**WHAT TO DO**
Here is a listing. Reproduce it exactly.

**TASK INPUT**
PR #530, opened 2021-04-29
DDP-5770: Bug fix

alextanlan:
Use correct field (`activityName`) for the nested embedded activity label as it implemented for modal activity block as well


yufengwng (approved):
Thanks for the fix!

PR #533, opened 2021-04-30
DDP-5925 cmi: bootstrap angio prism login

yufengwng:
This is the minimum to setup the prism routes for Angio and get admin logins working. See the necessary Auth0 changes here: https://github.com/broadinstitute/ddp-study-server/pull/735.

### DIFF
--- a/ddp-workspace/projects/toolkit/src/lib/components/session-expired/session-expired-redesigned.component.ts
+++ b/ddp-workspace/projects/toolkit/src/lib/components/session-expired/session-expired-redesigned.component.ts
@@ -24,25 +24,15 @@ import { ActivatedRoute } from '@angular/router';
         </main>`
 })
 export class SessionExpiredRedesignedComponent extends SessionExpiredComponent implements OnInit {
-    private isAdminSessionExpired: boolean;
 
     constructor(
-        private activatedRoute: ActivatedRoute,
+        private _activatedRoute: ActivatedRoute,
         private headerConfig: HeaderConfigurationService,
         private _auth0: Auth0AdapterService) {
-        super(_auth0);
+        super(_activatedRoute, _auth0);
     }
 
     public ngOnInit(): void {
         this.headerConfig.setupDefaultHeader();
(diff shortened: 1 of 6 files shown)


ddp-workspace/projects/toolkit/src/lib/components/session-expired/session-expired-redesigned.component.ts
```diff
@@ -24,25 +24,15 @@ import { ActivatedRoute } from '@angular/router';
         </main>`
 })
 export class SessionExpiredRedesignedComponent extends SessionExpiredComponent implements OnInit {
```
yufengwng, line 26: `SessionExpiredRedesignedComponent` is used by TestBoston study, but Angio uses the parent `SessionExpiredComponent`, so I moved things into there.

MocanaAtBroad:
Changes look reasonable, but will await @aglushko-broad. I believe she has been doing some work on some of the same code, so she in better place to evaluate impact.

ddp-workspace/projects/toolkit/src/lib/components/session-expired/session-expired-redesigned.component.ts
aglushko-broad: wondering why angio can't use SessionExpiredRedesignedComponent as well. I can see that not only testboston, but atcp, brain and osteo use it as well. What's the diff between those 4 projects and angio?

yufengwng: I'm not sure either! (I haven't followed development on frontend too closely.) I think it is because CMI studies (angio, brain, etc) uses different visuals / styles, while studies like TestBoston wants to display things differently (hence the component name "redesigned"). I think it's best to keep whatever design Angio is currently using.

yufengwng:
@aglushko-broad @MocanaAtBroad Any further comments?

aglushko-broad (approved):

aglushko-broad:
LGTM. Thanks for the help!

**EXERCISE SOLUTION**
PR #530, opened 2021-04-29
DDP-5770: Bug fix

alextanlan:
Use correct field (`activityName`) for the nested embedded activity label as it implemented for modal activity block as well


yufengwng (approved):
Thanks for the fix!

PR #533, opened 2021-04-30
DDP-5925 cmi: bootstrap angio prism login

yufengwng:
This is the minimum to setup the prism routes for Angio and get admin logins working. See the necessary Auth0 changes here: https://github.com/broadinstitute/ddp-study-server/pull/735.

### DIFF
--- a/ddp-workspace/projects/toolkit/src/lib/components/session-expired/session-expired-redesigned.component.ts
+++ b/ddp-workspace/projects/toolkit/src/lib/components/session-expired/session-expired-redesigned.component.ts
@@ -24,25 +24,15 @@ import { ActivatedRoute } from '@angular/router';
         </main>`
 })
 export class SessionExpiredRedesignedComponent extends SessionExpiredComponent implements OnInit {
-    private isAdminSessionExpired: boolean;
 
     constructor(
-        private activatedRoute: ActivatedRoute,
+        private _activatedRoute: ActivatedRoute,
         private headerConfig: HeaderConfigurationService,
         private _auth0: Auth0AdapterService) {
-        super(_auth0);
+        super(_activatedRoute, _auth0);
     }
 
     public ngOnInit(): void {
         this.headerConfig.setupDefaultHeader();
(diff shortened: 1 of 6 files shown)


ddp-workspace/projects/toolkit/src/lib/components/session-expired/session-expired-redesigned.component.ts
```diff
@@ -24,25 +24,15 @@ import { ActivatedRoute } from '@angular/router';
         </main>`
 })
 export class SessionExpiredRedesignedComponent extends SessionExpiredComponent implements OnInit {
```
yufengwng, line 26: `SessionExpiredRedesignedComponent` is used by TestBoston study, but Angio uses the parent `SessionExpiredComponent`, so I moved things into there.

MocanaAtBroad:
Changes look reasonable, but will await @aglushko-broad. I believe she has been doing some work on some of the same code, so she in better place to evaluate impact.

ddp-workspace/projects/toolkit/src/lib/components/session-expired/session-expired-redesigned.component.ts
aglushko-broad: wondering why angio can't use SessionExpiredRedesignedComponent as well. I can see that not only testboston, but atcp, brain and osteo use it as well. What's the diff between those 4 projects and angio?

yufengwng: I'm not sure either! (I haven't followed development on frontend too closely.) I think it is because CMI studies (angio, brain, etc) uses different visuals / styles, while studies like TestBoston wants to display things differently (hence the component name "redesigned"). I think it's best to keep whatever design Angio is currently using.

yufengwng:
@aglushko-broad @MocanaAtBroad Any further comments?

aglushko-broad (approved):

aglushko-broad:
LGTM. Thanks for the help!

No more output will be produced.